# Project: Interpret Decision Tree for Sentiment Classification Using Important Features

## Objectives
The goal of this mini-project deliverable is to extract important features from a model and combine them with decision tree visualizations to:
1. Identify which features, among the large number of features (hundreds), are most important for the model.
2. Interpret the role important features play in the model. For example:
   - Does the presence (or absence) of a word in a tweet make it more likely to indicate positive sentiment?
3. Compare important features generated across different folds in a k-fold cross-validation.
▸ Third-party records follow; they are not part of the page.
PR #1102, opened 2024-07-18
chore: finalizes go 1.21 bump, point to local version for crs tests, minor docs

M4tteoP:
- finalizes go 1.21 bump 
- Minor docs that follow https://github.com/corazawaf/coraza/pull/1097
- address https://github.com/corazawaf/coraza/pull/1082, for CRS tests I think it is reasonable to point to the local Coraza rather than sticking to a fixed version


internal/actions/deny.go
```diff
@@ -37,8 +40,7 @@ func (a *denyFn) Evaluate(r plugintypes.RuleMetadata, tx plugintypes.Transaction
 	status := r.Status()
 	// deny action defaults to status 403
 	if status == noStatus {
-		// TODO(M4tteop): use http.StatusForbidden once we drop Go 1.20 support. http pkg unsupported with TinyGo and Go <1.20
-		status = 403
+		status = http.StatusForbidden
```
fzipi, line 43: ❤️ on using constants instead of numbers

PR #1110, opened 2024-07-21
feat: add SecRequestBodyJsonDepthLimit directive

fzipi:
## what

- add support for `SecRequestBodyJsonDepthLimit`
- set default to 1024

## why

- prevent DoS with deeply created objects


internal/bodyprocessors/json.go
```diff
@@ -29,9 +32,9 @@ func (js *jsonBodyProcessor) ProcessRequest(reader io.Reader, v plugintypes.Tran
 	return nil
 }
 
-func (js *jsonBodyProcessor) ProcessResponse(reader io.Reader, v plugintypes.TransactionVariables, _ plugintypes.BodyProcessorOptions) error {
+func (js *jsonBodyProcessor) ProcessResponse(reader io.Reader, v plugintypes.TransactionVariables, bpo plugintypes.BodyProcessorOptions) error {
```
fzipi, line 35:
```suggestion
func (js *jsonBodyProcessor) ProcessResponse(reader io.Reader, v plugintypes.TransactionVariables, _ plugintypes.BodyProcessorOptions) error {
```

internal/bodyprocessors/json.go
```diff
@@ -41,28 +44,42 @@ func (js *jsonBodyProcessor) ProcessResponse(reader io.Reader, v plugintypes.Tra
...
 
-	json := gjson.Parse(s.String())
 	res := make(map[string]string)
 	key := []byte("json")
-	readItems(json, key, res)
-	return res, nil
+
+	// TODO: Just so we don't forget: we should validate the JSON before processing it
+	// gjson library `Valid` function can be used for this purpose, but it needs json to be _indented_ properly
+	// also... which might not normally the case.
```
fzipi, line 59:
```suggestion
```

internal/bodyprocessors/json.go
```diff
@@ -41,28 +44,38 @@ func (js *jsonBodyProcessor) ProcessResponse(reader io.Reader, v plugintypes.Tra
...
 		return nil, err
 	}
 
-	json := gjson.Parse(s.String())
 	res := make(map[string]string)
 	key := []byte("json")
-	readItems(json, key, res)
-	return res, nil
+
+	if !gjson.Valid(s.String()) {
```
jcchavezs, line 57: do we really need to do this? the first impression is this is very expensive, the second one is when we use a low body limit this will always be invalid isn't/

internal/bodyprocessors/json.go
```diff
@@ -77,7 +90,11 @@ func readItems(json gjson.Result, objKey []byte, res map[string]string) {
 		var val string
 		switch value.Type {
 		case gjson.JSON:
-			readItems(value, objKey, res)
+			// call recursively with one less item to avoid doing infinite recursion
+			iterationError = readItems(value, objKey, maxRecursion-1, res)
```
jcchavezs, line 94: shouldn't it be `if maxRecursion == -1 { return maxRecursion } else { return maxRecursion -1 }`

internal/bodyprocessors/json.go
```diff
@@ -31,7 +34,7 @@ func (js *jsonBodyProcessor) ProcessRequest(reader io.Reader, v plugintypes.Tran
 
 func (js *jsonBodyProcessor) ProcessResponse(reader io.Reader, v plugintypes.TransactionVariables, _ plugintypes.BodyProcessorOptions) error {
 	col := v.ResponseArgs()
-	data, err := readJSON(reader)
+	data, err := readJSON(reader, ResponseBodyRecursionLimit)
```
jcchavezs, line 37: I think it should never be -1 and always force a limit.

internal/bodyprocessors/json_test.go
```diff
@@ -116,18 +124,49 @@ var jsonTests = []struct {
 			"json.1.f.0.0":     "1",
 			"json.1.f.0.0.0.z": "abc",
 		},
+		err: nil,
+	},
+	{
+		name: "broken1",
+		json: `{"a":{"a":{"a":{"a":{"a":{"a":{"a":{"a":{"a":{"a":{"a":{"a":{"a":{"a":{"a":{"a":{"a": 1 }}}}}}}}}}}}}}}}}}}}}}`,
+		want: map[string]string{},
+		err:  errors.New("invalid JSON"),
```
jcchavezs, line 133: wonder why is this invalid. Can we specify in the name?

internal/bodyprocessors/json_test.go
```diff
@@ -116,18 +124,49 @@ var jsonTests = []struct {
...
 	for _, tc := range jsonTests {
 		tt := tc
 		t.Run(tt.name, func(t *testing.T) {
-			jsonMap, err := readJSON(strings.NewReader(tt.json))
-			if err != nil {
-				t.Error(err)
-			}
+			jsonMap, err := readJSON(strings.NewReader(tt.json), maxRecursion)
 			for k, want := range tt.want {
+				if err != nil && err.Error() == tt.err.Error() {
```
jcchavezs, line 165: I think you can extract the first condition and then have a nested if else for `err.Error() == tt.err.Errort()`

internal/bodyprocessors/json.go
fzipi: It is not very expensive. Of course, it is _more_ expensive than not doing vlaidation (adds roughly 33% more time in my benchmarks).

The upstream library [says](https://github.com/tidwall/gjson?tab=readme-ov-file#validate-json) that _If you are consuming JSON from an unpredictable source then you may want to validate prior to using GJSON._ I agree, for the case of a WAF.

Or we can forget about validation, and see if someone can bypass us. 🤷 If we do, we should document clearly this decision that we prefer speed over security here.

internal/bodyprocessors/json.go
fzipi: So we are assuming we don't trust the downstream service neither?

The directive takes into account that the request might be crafted so it creates a DoS of some kind on the body processor (as it happened in ModSecurity). Will the response value be configurable, and different from the request?

internal/bodyprocessors/json.go
fzipi: The `readItems` func is called always with the `maxRecursion` value > 0. Then each iteration will decrement this value. I'm not following your question :/

internal/bodyprocessors/json_test.go
fzipi: Oh, there are more open brackets than closing.

internal/bodyprocessors/json_test.go
```diff
@@ -116,18 +124,49 @@ var jsonTests = []struct {
 			"json.1.f.0.0":     "1",
 			"json.1.f.0.0.0.z": "abc",
 		},
+		err: nil,
+	},
+	{
+		name: "broken1",
```
fzipi, line 130:
```suggestion
		name: "broken1", # this json test has more opening brackets than closing, so it is broken
```

internal/bodyprocessors/json_test.go
```diff
@@ -116,18 +124,49 @@ var jsonTests = []struct {
...
-			if err != nil {
-				t.Error(err)
-			}
+			jsonMap, err := readJSON(strings.NewReader(tt.json), maxRecursion)
 			for k, want := range tt.want {
+				if err != nil && err.Error() == tt.err.Error() {
+					continue
+				} else if err != nil {
+					t.Error(err)
+				}
```
fzipi, line 169:
```suggestion
				if err != nil {
				        if err.Error() != tt.err.Error() {
					        t.Error(err)
				        }
					continue
				}
```

fzipi:
ping @jcchavezs

fzipi:
## Benchmark: `gjson.Valid` pre-validation overhead

Measured the cost of `gjson.Valid()` in the full `readJSON` pipeline (Valid + Parse + readItems) vs skipping validation (Parse + readItems only).

👉 `gjson.Parse()` is lazy (~9ns regardless of input size) — it just wraps the string. The actual parsing work happens in `readItems` via `result.ForEach()` (there is no single-pass validate+parse function in gjson's API).

### Results (Apple M2, `go test -bench -count=3`)

| Input | Size | With Validation | Without Validation | Overhead |
|-------|------|----------------:|-------------------:|---------:|
| small object | 24B | ~250 ns/op | ~222 ns/op | ~12% |
| medium object | 184B | ~1.2 µs/op | ~1.0 µs/op | ~16% |
| large array (100 items) | 4KB | ~39.8 µs/op | ~35.3 µs/op | ~13% |
| nested (10 levels) | 61B | ~990 ns/op | ~900 ns/op | ~10% |

Zero additional allocations in both cases — `gjson.Valid` is allocation-free.

### Conclusion

The `gjson.Valid()` pre-check adds **10–16% overhead**, not the 2x that calling both `Valid()` + `Parse()` might suggest. This is an acceptable cost for a WAF that must reject structurally invalid JSON from untrusted sources.

experimental/plugins/plugintypes/bodyprocessor.go
```diff
@@ -21,6 +21,8 @@ type BodyProcessorOptions struct {
 	FileMode fs.FileMode
 	// DirMode is the mode of the directory that will be created
 	DirMode fs.FileMode
+	// RequestBodyRecursionLimit is the maximum recursion level accepted in a body processor
+	RequestBodyRecursionLimit int
```
jcchavezs, line 25: should there be any hard limit?

fzipi: Do you mean theoretically? Or practically?

fzipi: I mean: right now, there's none.

With this recursion goes to 104 by default. It will always depend on the use case, that's why it is configurable.

It doesn't make sense to create a strict hard limit for now.

internal/bodyprocessors/json.go
```diff
@@ -13,21 +14,27 @@ import (
 	"github.com/corazawaf/coraza/v3/experimental/plugins/plugintypes"
 )
 
+// ResponseBodyRecursionLimit is the default recursion depth limit for response body JSON parsing.
+// Uses the same default as request bodies (1024) to protect against deeply nested structures.
+const ResponseBodyRecursionLimit = 1024
```
jcchavezs: I think this should be private

fzipi:
```suggestion
const responseBodyRecursionLimit = 1024
```

internal/bodyprocessors/json.go
```diff
@@ -53,9 +60,9 @@ func (js *jsonBodyProcessor) ProcessResponse(reader io.Reader, v plugintypes.Tra
 	}
 	ss := s.String()
 
-	// Process as normal
+	// Process with recursion limit
 	col := v.ResponseArgs()
-	data, err := readJSON(ss)
+	data, err := readJSON(ss, ResponseBodyRecursionLimit)
```
fzipi:
```suggestion
	data, err := readJSON(ss, responseBodyRecursionLimit)
```

internal/bodyprocessors/json.go
```diff
@@ -13,21 +14,27 @@ import (
 	"github.com/corazawaf/coraza/v3/experimental/plugins/plugintypes"
 )
 
+// ResponseBodyRecursionLimit is the default recursion depth limit for response body JSON parsing.
```
fzipi:
```suggestion
// responseBodyRecursionLimit is the default recursion depth limit for response body JSON parsing.
```

jcchavezs (approved):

This enables:
   - Identification of multiple sets of important features.
   - Generation of additional questions about the relationship between these features and the sentiment class (e.g., positive/negative) you aim to predict from a tweet.

## Acknowledgement
The `datascience` module used in this project is developed by the University of California, Berkeley, for its Data 8 course.

## Why Is Extracting Important Features from a Model Important?
- Helps users understand the patterns and knowledge the model has learned from the data.
- Builds trust in the model by providing insight into how it operates.
- Comparing feature importance across cross-validation folds can reveal the reliability of feature importance.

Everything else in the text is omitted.